Overview

Presentations of accepted Interspeech papers and other research work.

Date: Friday 6th September
Time: 14:15 - 16:05
Place: TB180 Joensuu Science Park, F213 Kuopio (Video)

Estimated schedule

14:15 - 14:35: Unleashing the Unused Potential of I-Vectors Enabled by GPU Acceleration (Ville Vestman, poster)
14:35 - 14:55: Towards Debugging Deep Neural Networks by Generating Speech Utterances (Ville Hautamäki, poster)
14:55 - 15:15: Recognition of Creaky Voice from Emergency Calls (Lauri Tavi, poster)
15:15 - 15:35: Ensemble Models for Spoofing Detection in Automatic Speaker Verification (Bhusan Chettri, poster)
15:35 - 16:05: On security of voice biometrics for large speaker populations (Tomi Kinnunen, lecture)

Abstracts

Unleashing the Unused Potential of I-Vectors Enabled by GPU Acceleration
Speaker embeddings are continuous-value vector representations that allow easy comparison between voices of speakers with simple geometric operations. Among others, i-vector and x-vector have emerged as the mainstream methods for speaker embedding. In this paper, we illustrate the use of modern computation platform to harness the benefit of GPU acceleration for i-vector extraction. In particular, we achieve an acceleration of 3000 times in frame posterior computation compared to real time and 25 times in training the i-vector extractor compared to the CPU baseline from Kaldi toolkit. This significant speed-up allows the exploration of ideas that were hitherto impossible. In particular, we show that it is beneficial to update the universal background model (UBM) and re-compute frame alignments while training the i-vector extractor. Additionally, we are able to study different variations of i-vector extractors more rigorously than before. In this process, we reveal some undocumented details of Kaldi’s i-vector extractor and show that it outperforms the standard formulation by a margin of 1 to 2% when tested with VoxCeleb speaker verification protocol. All of our findings are asserted by ensemble averaging the results from multiple runs with random start.
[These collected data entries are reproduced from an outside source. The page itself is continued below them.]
PR #4519, opened 2020-02-12
Enable the use of Lazy objects in Compact_container

lrineau:
## Summary of Changes

This PR allows to use kernel objects from `CGAL::Epeck` (or `CGAL::Lazy_kernel<...>`) in `CGAL::Compact_container`.

See also discussion on cgal-dev started by @gdamiand, 2020-02-11 15:07 CET.

## Release Management

* Affected package(s): Kernel_23, Filtered_kernel, STL_Extension

### DIFF
--- a/Arrangement_on_surface_2/include/CGAL/Arr_point_location/Td_X_trapezoid.h
+++ b/Arrangement_on_surface_2/include/CGAL/Arr_point_location/Td_X_trapezoid.h
@@ -6,9 +6,9 @@
 // $URL$
 // $Id$
 // SPDX-License-Identifier: GPL-3.0-or-later OR LicenseRef-Commercial
-// 
 //
-// Author(s)	 : Oren Nechushtan <theoren@math.tau.ac.il>
+//
+// Author(s)         : Oren Nechushtan <theoren@math.tau.ac.il>
 //               updated by: Michal Balas <balasmic@post.tau.ac.il>
 
 #ifndef CGAL_TD_X_TRAPEZOID_H
@@ -38,24 +38,24 @@ namespace CGAL {
  * Implementation of a pseudo-trapezoid as two halfedges(top,bottom)
  * and two curve-ends(left,right).
  * Trapezoids are represented as two curve-ends called right and left and
- * two halfedges called top and bottom. The curve-ends (points) lie on the 
- * right and left boundaries of the trapezoid respectively and the halfedges 
+ * two halfedges called top and bottom. The curve-ends (points) lie on the
+ * right and left boundaries of the trapezoid respectively and the halfedges
  * bound the trapezoid from above and below.
- * There exist degenerate trapezoids called infinite trapezoid; this happens 
+ * There exist degenerate trapezoids called infinite trapezoid; this happens
  * when one of the four sides is on the parameter space boundary.
  * Trapezoids are created as active and become inactive when Remove() member
  * function called.
  * Each trapezoid has at most four neighbouring trapezoids.
- * X_trapezoid structure can represent a real trapezoid, a Td-edge or an 
+ * X_trapezoid structure can represent a real trapezoid, a Td-edge or an
  * edge-end (end point).
  */
 template <class Td_traits_>
 class Td_X_trapezoid : public Handle
 {
 public:
-  
+
   //type of trapezoid type
-  enum Type 
+  enum Type
   {
       TD_TRAPEZOID,
       TD_EDGE,
@@ -64,7 +64,7 @@ public:
 
   //type of traits class
   typedef Td_traits_                                   Traits;
-  
+
   //type of point (Point_2)
   typedef typename Traits::Point                       Point;
 
@@ -76,13 +76,13 @@ public:
 
   //type of Halfedge_const_handle (trapezoid edge)
   typedef typename Traits::Halfedge_const_handle  Halfedge_const_handle;
-  
+
   //type of Vertex_const_handle (trapezoid vertex)
   typedef typename Traits::Vertex_const_handle    Vertex_const_handle;
 
   //type of Trapezoid (Self)
   typedef typename Traits::X_trapezoid            Self;
-  
+
   //type of Trapezoid parameter space
   // Ninetuple which represents the Trapezoid:
   //  - for regular & edge trapezoids or active point trapezoids:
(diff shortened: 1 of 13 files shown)


lrineau:
@mglisse I do not like at all the use of `union` for type punning. Do you know what would be best in modern C++? [Core Guidelines recommends `reinterpret_cast`](http://isocpp.github.io/CppCoreGuidelines/CppCoreGuidelines#Ru-pun) and I agree. Is there something better, to play with the object-representation of pointers, nowadays? I would prefer a implementation-defined behavior, instead of the well-known- but undefined- behavior we currently use.

mglisse:
It would be more convenient if for_compact_container had a setter and a getter instead of providing a reference (or at least if it accepted any kind of pointer). Assuming that different pointers have the same size, that objects are aligned enough, that pointers to aligned objects end in 0, that's all going to be implementation-defined anyway, and most implementations define union punning. I don't have anything better than casts with uintptr_t in mind at the moment. `std::align` & co may be a way to delegate these tricks to the implementation if you really want.
I also don't like the union here much, unions have ways of confusing optimizers, although I may be too pessimistic.

gdamiand:
Tested successfully locally.

lrineau:
Note that the current PR breaks `Arrangement_on_surface_2`.

gdamiand:
@lrineau If you give me the right, I can update this PR to solve the problems in Arrangement_on_surface_2.

lrineau:
Hi @gdamiand. You can modify this PR as you want. You already have the push access to my fork https://github.com/lrineau/cgal.

gdamiand:
@lrineau problems in Arrangement_on_surface_2 are solved by https://github.com/CGAL/cgal/pull/4519/commits/5c9bb6f016704f09f06902e553229539158c62dd.

lrineau:
@CGAL/geometryfactory Shall we go one with this change?

sloriot:
I don't have a strong opinion. It seems to be backward compatible but as pointed out by Marc we should be sure that there are no performance regression.

gdamiand:
If we think using an union is not a good idea, why not replacing this by the use of reinterpret cast ?

    void*  for_compact_container() const { return reinterpret_cast<void*>(PTR); }
    void*& for_compact_container() { return reinterpret_cast<void*&>(PTR); }


I tested locally and it works ?

mglisse:
> why not replacing this by the use of reinterpret cast ?

That looks dangerous, we would be writing a T* and reading it as a U*, which I think violates strict aliasing. Gcc currently seems to disable this optimization when one of the types is `void*`, but still... If we don't want the union, it seems best to replace the version of for_compact_container that returns a reference with a setter.

lrineau:
I think our union trick is not conformant. That is an undefined behavior. But one that is documented to work with all known compilers, because in the past that was the way people recommended to do type-punning. That is why the compiler optimisers are voluntary shy when they deal with unions.

And I do think that we should instead `reinterpret_cast` the pointer to `std::uintptr_t`, do the arithmetic we need with it to do the bit-squatting. As far as I understand the norm, if our bit-squatting code is correct, the value of the pointer is restored before it is dereferenced, and that seems to be a well defined behavior.

I also agree with Marc that there should be a getter and a setter to read/write that pointer.

gdamiand:
Do not mix things.

The goal of this PR is not to solve existing problem with compact container, but only to add the possibility to store Lazy objects in Compact_container using the same method that the one use in other CGAL packages.

If other objects stored in CC used union, thus let us do the same for lazy objects.

And if you think this is a problem, let us open another issue and another PR to solve this problem globally for CGAL.

lrineau:
We have at least to check, with benchmarks, that the introduction of that union in `CGAL::Handle` does not reduce the performance of computations using `CGAL::Epeck`.

I agree we do not want to solve the issue of `Compact_container` in this PR, but if there is an issue in the design of it, with a performance penatly, then we do not want to extend the performance penatly to other parts of CGAL, and hope to find a solution soon to that penalty.

If this PR does not slow down `CGAL::Epeck` or other parts of CGAL using `CGAL::Handle`, then we can merge it as it is.

maxGimeno:
Conflicts

sloriot:
Most probably responsible for the many red boxes, for example [here](https://cgal.geometryfactory.com/CGAL/testsuite/CGAL-5.1-Ic-101/Generator/TestReport_gimeno_Debian-Stable.gz)

gdamiand:
> Most probably responsible for the many red boxes, for example [here](https://cgal.geometryfactory.com/CGAL/testsuite/CGAL-5.1-Ic-101/Generator/TestReport_gimeno_Debian-Stable.gz)

Should be corrected by https://github.com/CGAL/cgal/pull/4519/commits/f3bb8f1100a84a190fa77802d6b878cd8dffe6bd

mglisse:
Note that this PR and #4496 are strongly related (people involved know it, but it helps to have a link).

gdamiand:
@lrineau @maxGimeno Please, what is your plan for this PR ?

maxGimeno:
Sorry, I didn't see the bugfix

maxGimeno:

sloriot:
Tested in CGAL-5.1-Ic-114

@lrineau nothing more to add?

lrineau:
> Tested in CGAL-5.1-Ic-114
> 
> @lrineau nothing more to add?

As I said in https://github.com/CGAL/cgal/pull/4519#issuecomment-589133822, proper benchmarks should be done before we can merge this PR. @afabri Do you have a benchmark that involves a lot of computations with `Epeck`? It would be better if that benchmark involves a lot of nodes in DAGs.

maxGimeno:
I benched the branch using this code:
```c++
#include <cassert>
#include <iostream>
#include <CGAL/Timer.h>

typedef CGAL::Exact_predicates_exact_constructions_kernel K;
typedef CGAL::Exact_intersections_tag                     Itag;
typedef CGAL::Constrained_Delaunay_triangulation_2<K,CGAL::Default,Itag> CDT;
typedef CGAL::Constrained_triangulation_plus_2<CDT>       CDTplus;
typedef CDTplus::Point                                    Point;

double do_test()
{
  CDTplus cdt;
  CGAL::Timer timer;
  std::cout  << "Starting." << std::endl;
  int max_nb=400;
  timer.start();
  for (int i = 1; i < max_nb; ++i)
    cdt.insert_constraint( Point(0,i), Point(max_nb,i));
  for (int j = 1; j < max_nb; ++j)
    cdt.insert_constraint( Point(j,0), Point(j,max_nb));
  timer.stop();
  assert(cdt.is_valid());
  return timer.time();
}
int main( )
{
  int nb_test = 5;
  double total_time = 0;
  for(int i=0; i < nb_test; ++i)
    total_time += do_test();
  std::cout<<"took "<<total_time/nb_test<<" s."<<std::endl;

  return 0;
}

```

The results are :
 - Master :  2.78543 s.
 - branch :  2.70006 s.

sloriot:
@lrineau I guess it is fine to merge the branch, right?

lrineau:
That is right. It can be merged.

gdamiand:
Thanks to all; nice new feature ;)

Towards Debugging Deep Neural Networks by Generating Speech Utterances
Deep neural networks (DNN) are able to successfully process and classify speech utterances. However, understanding the reason behind a classification by DNN is difficult. One such debugging method used with image classification DNNs is activation maximization, which generates example-images that are classified as one of the classes. In this work, we evaluate applicability of this method to speech utterance classifiers as the means to understanding what DNN ”listens to”. We trained a classifier using the speech command corpus and then use activation maximization to pull samples from the trained model. Then we synthesize audio from features using WaveNet vocoder for subjective analysis. We measure the quality of generated samples by objective measurements and crowd-sourced human evaluations. Results show that when combined with the prior of natural speech, activation maximization can be used to generate examples of different classes. Based on these results, activation maximization can be used to start opening up the DNN black-box in speech tasks.

Recognition of Creaky Voice from Emergency Calls
Although creaky voice, or vocal fry, is widely studied phonation mode, open questions still exist in creak’s acoustic characterization and automatic recognition. Many questions are open since creak varies significantly depending on conversational context. In this study, we introduce an exploratory creak recognizer based on convolutional neural network (CNN), which is generated specifically for emergency calls. The study focuses on recognition of creaky voice from authentic emergency calls because creak detection could potentially provide information about the caller’s emotional state or attempt of voice disguise. We generated the CNN recognition system using emergency call recordings and other out-of-domain speech recordings and compared the results with an already existing and widely used creaky voice detection system: using poor quality emergency call recordings as test data, this system achieved F1 of 0.41 whereas our CNN system accomplished an F1 of 0.64. The results show that the CNN system can perform moderately well using a limited amount of training data on challenging testing data and has the potential to achieve higher F scores when more emergency calls are used for model training.

Ensemble Models for Spoofing Detection in Automatic Speaker Verification
Detecting spoofing attempts of automatic speaker verification (ASV) systems is challenging, especially when using only one modeling approach. For robustness, we use both deep neural networks and traditional machine learning models and combine them as ensemble models through logistic regression. They are trained to detect logical access (LA) and physical access (PA) attacks on the dataset released as part of the ASV Spoofing and Countermeasures Challenge 2019. We propose dataset partitions that ensure different attack types are present during training and validation to improve system robustness. Our ensemble model outperforms all our single models and the baselines from the challenge for both attack types. We investigate why some models on the PA dataset strongly outperform others and find that spoofed recordings in the dataset tend to have longer silences at the end than genuine ones. By removing them, the PA task becomes much more challenging, with the tandem detection cost function (t-DCF) of our best single model rising from 0.1672 to 0.5018 and equal error rate (EER) increasing from 5.98% to 19.8% on the development set.